Covid-19 : face à la reprise épidémique, "il faut protéger les personnes âgées"

Publié le Mis à jour le

Le Covid-19 gagne du terrain, en France comme en Champagne-Ardenne. Le président du conseil d'orientation de la stratégie vaccinale appelle à la vaccination des plus de 60 ans.

Le Covid-19 ne prend pas de vacances pour l’été. Depuis plusieurs jours, l’épidémie bondit de nouveau en France, avec un taux d’incidence de 481,68. En Champagne-Ardenne, les chiffres sont inférieurs mais restent élevés.

La Haute-Marne est le département le moins affecté par la reprise épidémique, avec un taux d’incidence de 240. Les Ardennes affichent un taux de 318, l’Aube de 291 et la Marne de 350. 

Les Ardennes sont le département où l’évolution du nombre de cas est la plus importante : +66 % en sept jours. Dans la Marne, elle est de 36%, et de 32% en Haute-Marne. L’Aube est le département où la progression est la plus lente : +16,4% en sept jours.

Un sous-variant d’Omicron

Selon Santé Publique France, les signes cliniques présentés par les personnes infectées sont plus fréquents avec ce sous-variant. La fatigue, la toux, la fièvre et les maux de tête sont toujours en tête des symptômes, mais avec un taux de cas renseignés plus important.

La cause de cette reprise épidémique est le sous-variant Omicron BA.5 qui progresse rapidement en France. Cette augmentation est le signe de l’arrivée d’une 7e vague dans le pays.  

Cependant, Santé Publique France insiste aussi sur le fait que les mutations du virus ne sont pas la seule cause de la reprise épidémique. En effet, "la diminution de l’adhésion aux mesures barrières, l’augmentation du nombre de contacts et la diminution de la protection conférée par la vaccination ou une précédente infection ont un impact majeur sur les dynamiques épidémiques." 

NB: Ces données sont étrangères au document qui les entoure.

PR #314, opened 2024-09-13
build: Move Git submodules to extern directory

matthewfeickert:
Move the https://gitlab.com/fastjet/fastjet.git and https://github.com/cms-externals/fastjet-contrib.git Git submodules into an 'extern' directory to make the directory management cleaner.

This implements a comment from @henryiii back in https://github.com/scikit-hep/fastjet/pull/1#issuecomment-820682557.

This does not move the `pybind11` submodule given PR #313 removes it.

### DIFF
--- a/.gitmodules
+++ b/.gitmodules
@@ -1,9 +1,9 @@
 [submodule "fastjet"]
-	path = fastjet-core
+	path = extern/fastjet-core
 	url = https://gitlab.com/fastjet/fastjet.git
 [submodule "pybind11"]
 	path = pybind11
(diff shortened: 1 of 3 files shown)


henryiii:
Personally like calling this directory "extern" (boost-histogram and GooFit use this name)

matthewfeickert:
> Personally like calling this directory "extern" (boost-histogram and GooFit use this name)

@henryiii it is now renamed from "external" to "extern".

matthewfeickert:
Merging as should be uncontroversial, but we can easily revert if needed.

Issue #193, opened 2023-04-12
CGAL explicitly requested and not found or not functional


MycrofD:
Trying to `pip install fastjet` on Mac M2, but getting errors like CGAL not found.

```
      checking CGAL_MAKEFILE... not specified
      checking whether C++ compiler accepts -frounding-math -Werror... no
      checking whether C++ compiler accepts -fp-model strict -Werror... no
      checking CGAL in /private/var/folders/0g/n7p18ft16y3_8bwz00w_1kw81ymyr5/T/pip-install-ksirtcyh/fastjet_17e125686bd34276b7e8111b11946b01/CGAL-5.5.1... lib
      checking for gmp.h... no
      checking for main in -lgmp... no
      configure: error: CGAL explicitly requested and not found or not functional
      This file contains any messages produced by compilers while
      running configure, to aid debugging if configure makes a mistake.

      It was created by FastJet configure 3.4.0, which was
      generated by GNU Autoconf 2.71.  Invocation command line was
```

Steps taken:
1. `brew install cgal`. This installs [CGAL 5.5.2](https://formulae.brew.sh/formula/cgal#default).
2. But [fastjet/setup.py:CGAL_ZIP](https://github.com/scikit-hep/fastjet/blob/39e9ddd689ecbf66af5037192e649bd72dd3712a/setup.py#L25) made me think I might need [CGAL 5.5.1](https://github.com/CGAL/cgal/releases/tag/v5.5.1). So, I tried installing that. 
3. Also tried `pip install --upgrade pip wheel`
4. [Pyjet](https://github.com/scikit-hep/pyjet) seems to install fine without any issue even if it requires `brew install cgal gmp wget`.

But so far nothing helped. Any ideas?

chrispap95:
Unfortunately, we don't have binaries for Apple silicon yet which means that fastjet has to be compiled by pip locally. `pyjet` doesn't compile the C++ FastJet library so it doesn't suffer from these failure cases. I don't have an M1 or M2 machine so I can't offer a lot of help but I believe some of the other devs have machines with Apple silicon so I think it is possible to install fastjet on them. The CGAL that is used here is within the container that pip is creating and, therefore, has nothing to do with what you have in your system. Is this the full error message? In theory, it should have a more detailed printout below. Can you post all of it?

chrispap95:
Did you try after installing the following?
```
brew install make gcc automake swig gmp mpfr boost
```

chrispap95:
[...]

PR #315, opened 2024-09-13
build: Remove manual CGAL install

matthewfeickert:
Addresses (and maybe resolves, will need to check) Issue https://github.com/scikit-hep/fastjet/issues/193.

* build: Remove manual CGAL install
   - Remove the manual download of CGAL from setup.py.
   - Remove `--with-cgaldir` `autogen.sh` flag as CGAL should be installed in a location by the package managers or user that it is findable.

* build: Add manual CGAL install for Linux cibuildwheel 
   - The cibuildwheel Linux container is CentOS 7 based, but CGAL is not packaged for CentOS with `yum` &mdash; only for `apt-get`, Homebrew, and `conda-forge`. For Linux cibuildwheel builds this then requires that the CGAL headers (CGAL is header only) need to be manually downloaded from GitHub and then copied into `/usr/include/`.

* docs: Add `libcgal-dev` install to README 
   - Add `libcgal-dev` to the required packages to install for Linux based development.

* ci: Add cgal install to CI 
   - Use package managers to install `libcgal-dev` (Linux) and `cgal` (macOS) in CI jobs.

### DIFF
--- a/setup.py
+++ b/setup.py
@@ -15,13 +15,9 @@ import shutil
 import subprocess
 import sys
 import sysconfig
-import urllib.request
-import zipfile
 
 import setuptools.command.build_ext
 import setuptools.command.install
-
-CGAL_ZIP = "https://github.com/CGAL/cgal/releases/download/v5.6/CGAL-5.6-library.zip"
 
 DIR = pathlib.Path(__file__).parent.resolve()
 FASTJET = DIR / "extern" / "fastjet-core"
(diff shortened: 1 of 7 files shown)


matthewfeickert:
This is ready for review. On my fork I also manually started a wheels build to verify that everything passed across all wheels, and it looks like it will (Linux aarch64 jobs are taking a long time due to emulation)

image

setup.py
```diff
@@ -92,7 +78,6 @@ def build_extensions(self):
                 "--enable-allcxxplugins",
                 "--enable-cgal-header-only",
                 "--enable-cgal",
```
matthewfeickert, line 80:
```suggestion
```

From `./configure --help`:

```
  --enable-cgal           enables link with the CGAL library default=no
  --enable-cgal-header-only   enable build with header-only install of CGAL, e.g. as for CGALv5; in that case do not use --enable-cgal default=no
```

matthewfeickert:
Putting into draft state until PR https://github.com/scikit-hep/fastjet/pull/315 is merged or closed.

lgray:
Closed by #342

PR #147, opened 2024-11-27
feat: add Dogecoin chain support

cawabunga-bytes:
Some thoughts about structure. It might better to have a special folder `chains`, which could contain chain specific functions. Now chain specific logic evenly spread in SDK.

Another point is address validation. Now we have regexp verification, which might not be great, since it may miss some rules. There are libraries like https://github.com/trezor/trezor-address-validator which solve this problem, but they all have some issues (e.g. no typescript, no solana, large size, etc). We may consider creating own library, maybe by forking that library and fixing all the issues.


jobotics:
Totally agree! Regarding Solana, I noticed this [commit](https://github.com/trezor/trezor-address-validator/commit/93e65f90ca1a7f4a0cca224f107516955d5d1e34), so it seems to be supported.

jobotics (approved):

Un virus qui peut encore muter

Malgré ces données, Santé Publique France se veut rassurante quant à l’impact de ce variant. Au Portugal, le pic de la vague épidémique causée par le variant BA.5 a été atteint fin avril, mais semble aujourd’hui passé. Ainsi, "l'impact modéré et limité dans le temps" de cette vague au Portugal est "rassurant quant aux conséquences que pourrait avoir BA.5 en France", rapporte Santé Publique France.

Mais le virus n'a pas dit son dernier mot et pourrait encore évoluer : "L’hypothèse d’un futur variant dominant plus pathogène qu’Omicron, intrinsèquement ou par un échappement plus important à la réponse immunitaire, ne peut pas non plus être exclue".

Vaccination : « Il faut protéger les personnes âgées »

Face à cette reprise épidémique, la priorité est "d’assurer au maximum la protection des personnes fragiles, celles qui sont susceptibles d’aller à l’hôpital, d’avoir une forme grave, voire d’en décéder", indique Alain Fischer, président du conseil d'orientation de la stratégie vaccinale, invité de Télématin sur France 2 ce 22 juin.

Aussi les personnes âgées de plus de 60 ans doivent-elles recevoir une dose de rappel, une quatrième dose, "qui ne présente aucun danger", rassure Alain Fischer. "Notre niveau d’immunité, après quelques mois, quand on a plus de 60 ans, est moins durable. On a une mémoire immunitaire moins persistante", précise-t-il.

Cette dose supplémentaire permet de "rattraper le niveau de protection obtenu après le premier rappel, en termes de protection de l’infection, et surtout contre les formes graves."

Pour les personnes plus jeunes et en bonne santé, une nouvelle dose n'est, pour l'heure, pas d'actualité, mais la situation peut encore évoluer. D'autant qu'"à l’automne, de nouveaux vaccins seront disponibles permettant d’élargir le spectre de capacité de protection", conclut Alain Fischer.